PR #10580, opened 2026-07-25
fix(composer): autosize Create Worktree note on PR prefill

### LINKED ISSUE #10575: [Bug]: Create Worktree note field clips the PR title it prefills, with no way to scroll or resize
### Operating system

macOS

### Orca version

1.4.156-rc.1

### Details

**Short summary:**
In the Create Worktree dialog, linking an existing PR auto-fills the Note field with the PR title, but the Note box never grows to fit it. The text is clipped and there is no way to see the rest of it.

**What happened?**

Picking a PR under the Smart tab prefills the Note with `PR #<number> — <title>`. PR titles routinely wrap to two or more lines, but the Note box stays at its one-row height, so everything past the first line is invisible.

There is no way to recover the hidden text:

- the field is `resize-none`, so there is no drag handle to enlarge it
- the field is `overflow-hidden`, so there is no scrollbar and the mouse wheel does nothing
- focusing the field and pressing Down moves the caret, which scrolls the content into view, but the box is still one row tall so the note stays clipped

**How can we reproduce it?**

1. Click **+** on a project in the sidebar to open **Create Worktree**.
2. On the **Smart** tab, pick an existing PR whose title is long enough to wrap (roughly 60+ characters).
3. Expand **Advanced**.
4. Look at the **Note** field — it shows only the first line of `PR #<number> — <title>`, with the rest clipped.
5. Try to reveal the rest: there is no resize handle, no scrollbar, and the wheel does not scroll. Arrow keys move the caret but the box never grows.

The auto-size logic for this field lives only in the textarea's `onInput` handler (`src/renderer/src/components/NewWorkspaceComposerCard.tsx`). `onInput` fires only for text the user types or pastes — it does not fire when React writes the value from state. The PR prefill is exactly that kind of programmatic write (`setNote(...)` in `src/renderer/src/hooks/useComposerState.ts`), so the resize never runs and the box keeps its `rows={1}` height.

Scope notes:

- **PRs and GitLab MRs only.** GitHub issues and Linear issues do not prefill the Note at all, so they don't hit this. Typing a long note by hand also works fine, because typing does fire `onInput`.
- The equivalent Note field in **Edit Worktree Details** (`WorktreeMetaDialog`) is not affected — it sizes itself from a ref callback on mount and uses `overflow-y-auto`.

innocarpe:
## Summary

Fixes #10575.

Create Worktree prefills the Note from a selected PR or GitLab MR through React state. The previous textarea only resized from `onInput`, so programmatic prefills stayed at `rows={1}` and `overflow-hidden` made the wrapped title unreachable.

- Size the controlled textarea from its content with `[field-sizing:content]`, matching Orca's existing layout-driven textarea pattern.
- Keep the compact one-row empty state and `max-h-40` cap, then allow overflow to scroll with `overflow-y-auto scrollbar-sleek`.
- Cover prefilled and height-capped notes in the rendered composer regression tests.

## Screenshots

**Before** — the prefilled title is clipped to one row.

Create Worktree before the fix, with the prefilled PR title clipped in the Note field

**After** — the same title grows to its wrapped height.

Create Worktree after the fix, with the complete prefilled PR title visible in the Note field

## Testing

- [ ] `pnpm lint`
- [ ] `pnpm typecheck`
- [ ] `pnpm test`
- [ ] `pnpm build`

Focused validation:

- `pnpm exec vitest run --config config/vitest.config.ts src/renderer/src/components/NewWorkspaceComposerCard.test.tsx` — 24 passed
- `pnpm exec oxlint src/renderer/src/components/NewWorkspaceComposerCard.tsx src/renderer/src/components/NewWorkspaceComposerCard.test.tsx --deny-warnings` — passed
- Electron: verified a real Smart-tab PR prefill, an empty note, shrink-back after clearing, the 160px cap with scrolling, and collapsed-to-expanded Advanced state

## AI Review Report

The review confirmed the reported root cause, then replaced the initial ref, layout effect, input handler, and shared measurement helper with CSS content sizing. This keeps height derived from layout for programmatic state writes, typing, pane resizing, zoom, and font reflow without synchronous `scrollHeight` reads.

Risks checked:

- Programmatic PR and GitLab MR prefills grow without an input event.
- Empty and cleared notes remain one row tall.
- Long notes stop at `max-h-40` and remain reachable through the styled scrollbar.
- The field sizes correctly while Advanced is collapsed and after it expands.
- The class-contract tests fail on the pre-fix markup; pixel behavior was checked in Electron because happy-dom has no layout engine.
- The change is renderer-only and behaves the same in Orca's bundled Chromium on macOS, Linux, and Windows. It does not touch shortcuts, labels, paths, shells, Git, remote execution, or workspace hosting.

## Security Audit

No new input parsing, command execution, filesystem access, authentication, secrets, dependencies, IPC, or remote-wire surface. The existing controlled note value and paste limits are unchanged; this only changes how the owned textarea is sized and how overflow is displayed. No follow-up required.

## Notes

- GitHub PRs and GitLab MRs are the affected prefill paths; GitHub issues and Linear issues do not prefill this Note.
- The bundled Electron runtime supports `field-sizing: content`. Other web runtimes without that CSS support still gain scroll access instead of clipping content behind `overflow-hidden`.
- No behavior changes for SSH hosts, folder workspaces, or git worktrees.


innocarpe:
Status ping: small Create Worktree note autosize on PR prefill (3 files, tests). Clean review surface if it helps prioritization.

brennanb2025:
Thanks for this — your diagnosis is spot on: `onInput` never fires when React writes the value from state, so the prefilled title kept its one-row height.

Heads up, I've pushed a commit to your branch.

- Swapped the JS measure pass for `[field-sizing:content]`. Orca already sizes its growable textareas this way (native chat composer, Linear title editor), and letting the layout engine own the height also covers the cases a value-keyed effect can't see — re-wrap when the panel is resized, or when a webfont finishes loading.
- That let the ref, the `useLayoutEffect`, the `onInput` handler and the `autosize-textarea-height` helper all come out, so the fix is now just the textarea's class list.
- Added `scrollbar-sleek` next to your `overflow-y-auto` so the gutter past `max-h-40` matches the Comment field in Edit Worktree Details.
- Moved the test into `NewWorkspaceComposerCard.test.tsx` so it asserts the rendered field. The old unit test asserted the two style assignments it had just made, so it stayed green with the bug still present; the new one goes red on the pre-fix markup.

Your `overflow-hidden` → `overflow-y-auto` change ships as-is — the "no scrollbar, wheel does nothing" half of the report needed it.

Checked in the app: picking a real PR on the Smart tab now shows the full title, a long note still clamps at the same height and scrolls, and an empty note is still one row.

innocarpe:
@brennanb2025 Thanks for the follow-up commit — `field-sizing:content` is clearly the better fit here.

I agree the JS measure path was fragile for value-driven prefill, and aligning with the native chat / Linear title pattern (plus `scrollbar-sleek` past `max-h-40`) is cleaner than keeping a ref/`useLayoutEffect` helper that only covered part of the cases. Moving the test onto the rendered composer field is also the right regression shape — the old unit test would have stayed green with the bug intact.

Happy to land your tip as-is.

brennanb2025:
Thanks for the PR!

◆ ◆ ◆ ◆ ◆

* What needs to be done *
The lines to extract from the data above begin with the line containing "- focusing the" and end with the line containing "4. Look at the". Extract them exactly, including both.

* Task solution *
- focusing the field and pressing Down moves the caret, which scrolls the content into view, but the box is still one row tall so the note stays clipped

**How can we reproduce it?**

1. Click **+** on a project in the sidebar to open **Create Worktree**.
2. On the **Smart** tab, pick an existing PR whose title is long enough to wrap (roughly 60+ characters).
3. Expand **Advanced**.
4. Look at the **Note** field — it shows only the first line of `PR #<number> — <title>`, with the rest clipped.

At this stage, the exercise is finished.